Dependency on the generation quality of SDXL — synthetic images may contain artifacts that affect difference detection.
Difference descriptions rely heavily on LLaVA-NEXT, which itself has limitations in producing fine-grained descriptions.
Only focuses on "object substitution/removal" differences, lacking a systematic coverage of attribute changes (like color, texture, or pose).
The filtering pipeline is relatively complex, and end-to-end efficiency needs to be improved.

vs InstructPix2Pix: Both utilize Prompt-to-Prompt to generate image pairs, but Img-Diff employs the superior SDXL, multi-stage filtering, and region-level descriptions, yielding significantly higher data quality.
vs Spot-the-Diff Dataset: Real-world captures from stationary cameras, where differences represent natural temporal changes.

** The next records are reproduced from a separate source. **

PR #866, opened 2020-05-29
Update go.mod to specify the module is go1.14

dprotaso:
Thus the go commands will default to -mod=vendor

See: https://golang.org/doc/go1.14#go-command


dprotaso:
I dunno what's up with the build test - the scripts have deviated from other repos 

```
---- Fri May 29 15:18:50 PDT 2020
Step failed: default_build_test_runner
============================
==== BUILD TESTS FAILED ====
============================
==== Fri May 29 15:19:20 PDT 2020
============================
Step failed: run_build_tests
```

go.mod
```diff
@@ -6,6 +6,7 @@ require (
 	github.com/spf13/pflag v1.0.5
 	github.com/spf13/viper v1.6.2
 	golang.org/x/crypto v0.0.0-20200302210943-78000ba7a073
+	golang.org/x/tools v0.0.0-20200329025819-fd4102a86c65
```
rhuss, line 9: why that ?

hack/tools.go
```diff
@@ -0,0 +1,23 @@
+// +build tools
```
rhuss, line 1: why is this file needed ?

dprotaso:
go1.14 with the presence of a vendor folder will always use `-mod=vendor` for various `go` commands.

Your `verify-codegen.sh` tries to install the package but it's missing from vendor. To vendor it we need to reference the package being installed - the convention used is to have a `tools.go` file.

dprotaso:
Otherwise error looks like

```
# ./hack/verify-codegen.sh
can't load package: package golang.org/x/tools/cmd/goimports: cannot find package "." in:
	/go/client/vendor/golang.org/x/tools/cmd/goimports
```

third_party/VENDOR-LICENSE/github.com/hashicorp/hcl/hcl/scanner/scanner.go
```diff
@@ -0,0 +1,652 @@
...
+	}
+
+	if ch != eof {
+		s.unread()
+	}
+	return token.NUMBER
+}
+
+// scanMantissa scans the mantissa beginning from the rune. It returns the next
+// non decimal rune. It's used to determine wheter it's a fraction or exponent.
```
mattmoor, line 356: Found potential misspelling(s):
```suggestion
// non decimal rune. It's used to determine whether it's a fraction or exponent.
```

third_party/VENDOR-LICENSE/github.com/hashicorp/hcl/json/scanner/scanner.go
```diff
@@ -0,0 +1,451 @@
...
+	// If we have a larger number and this is zero, error
+	if zero && pos != s.srcPos {
+		s.err("numbers cannot start with 0")
+	}
+
+	return token.NUMBER
+}
+
+// scanMantissa scans the mantissa beginning from the rune. It returns the next
+// non decimal rune. It's used to determine wheter it's a fraction or exponent.
```
mattmoor, line 250: Found potential misspelling(s):
```suggestion
// non decimal rune. It's used to determine whether it's a fraction or exponent.
```

third_party/VENDOR-LICENSE/github.com/hashicorp/hcl/hcl/scanner/scanner.go
mattmoor, line 356: Found potential misspelling(s):
```suggestion
// non decimal rune. It's used to determine whether it's a fraction or exponent.
```

third_party/VENDOR-LICENSE/github.com/hashicorp/hcl/json/scanner/scanner.go
mattmoor, line 250: Found potential misspelling(s):
```suggestion
// non decimal rune. It's used to determine whether it's a fraction or exponent.
```

dprotaso:
weird - update licenses seems broken

dprotaso:
Other option if you don't want to pin the tool to a specific `sha` is to use test-infra's `run_go_tool`

dprotaso:
so I think go code is getting pulled into `third_party` if it's unable to determine the license for the file.

started a thread here: https://knative.slack.com/archives/CA1DTGZ2N/p1591322638315800

Probably not worth conflating this PR with that concern.

dprotaso:
This should be good now - if you want me to drop vendoring `goimports` let me know and I can switch to the `go_run_tool` option

go.mod
rhuss: ok, I see. It's for goimports used during build. Does go has the notion of a "developer dependency" (like npm or Maven) ? I'm not big fan to mix in dependencies here which are not part of the application itself.

hack/tools.go
rhuss: I see, its that you can keep the depedency in go.mod on goimport so that it can be vendored and is not accidentally removed.

It still feels very hackish to me and is a clear smell, that dev dependencies should be managed separately (but it looks like its a go limitation). 

I could see two solutions here:

* Don't compile devtools like "goimports" on the fly but use a given binary (like from a container image)
* Use an own kind of vendor by committing dev dependencies in a different vendor dire (vendor_dev) and fiddle with GOPATH before calling `go get goimports`. 

I agree that using goimports as it is now is not the correct way, also because the `go get` call will update `modules.txt` which sometimes leads to a diff to the comitted modules.txt when running in the CI. Up to now fixed the modules.txt manually in such a case, but vendoring seems to be the better solution here.

test/presubmit-tests.sh
```diff
@@ -50,10 +50,8 @@ function post_build_tests() {
   fi
 }
 
-# Run the unit tests with an additional flag '-mod=vendor' to avoid
-# downloading the deps in unit tests CI job
 function unit_tests() {
-  report_go_test -race -mod=vendor ./... || failed=1
+  report_go_test -race ./... || failed=1
```
rhuss, line 54: Can we keep `-mod=vendor` to the commands and add it where missing ? 

It's better to be explicit about the mode we want to run then to rely on the default of the go runtime. If you only see this line you have no idea whether vendoring is used or not, but you have to check which go version is used.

Img-Diff consists of synthetic object changes, offering broader coverage but potentially deviating from clean real-world distributions.
vs VIXEN: The first method using MLLMs for image difference captioning, focusing on model design. Img-Diff focuses on data synthesis, and the two are highly complementary.

Rating¶

Novelty: ⭐⭐⭐⭐ The concept of using contrastive learning principles for data synthesis is novel, though the fundamental components (SDXL, Prompt-to-Prompt, FastSAM) are existing tools.
Experimental Thoroughness: ⭐⭐⭐⭐⭐ Extremely comprehensive evaluation across 3 difference benchmarks, 8 general benchmarks, and 3 MLLMs, alongside data quality/diversity assessment, ablation, and multiple variants.
Writing Quality: ⭐⭐⭐⭐ The pipeline diagram is clear, and every component is explicitly explained, though the division between the main text and the appendix is somewhat heavy.
Value: ⭐⭐⭐⭐ Provides a generalizable data augmentation strategy of direct value to improving the fine-grained visual capabilities of MLLMs, with open-sourced code and data.